Dataset entries:
PR #189, opened 2022-05-11
Default Cython module RUNPATH to $ORIGIN and return the list of created targets

vyasr:
This PR sets the default RPATH for Cython-generated Python extension modules to $ORIGIN so that they will default to finding libraries within the same directory. If rapids-cmake users want to enforce a different directory layout in their library, they are responsible for overriding the RPATHs themselves. To facilitate this as well as other potential downstream modifications, `rapids_cython_create_modules` now also returns the set of created targets in the `RAPIDS_CYTHON_CREATED_TARGETS` variable.

### DIFF
--- a/RAPIDS.cmake
+++ b/RAPIDS.cmake
@@ -21,8 +21,8 @@ set(rapids-cmake-version 22.06)
 include(FetchContent)
 FetchContent_Declare(
   rapids-cmake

● Description of the task: Where a line of the data above includes the string "Cython", pull it out.

● Answer to this exercise:
Default Cython module RUNPATH to $ORIGIN and return the list of created targets
This PR sets the default RPATH for Cython-generated Python extension modules to $ORIGIN so that they will default to finding libraries within the same directory. If rapids-cmake users want to enforce a different directory layout in their library, they are responsible for overriding the RPATHs themselves. To facilitate this as well as other potential downstream modifications, `rapids_cython_create_modules` now also returns the set of created targets in the `RAPIDS_CYTHON_CREATED_TARGETS` variable.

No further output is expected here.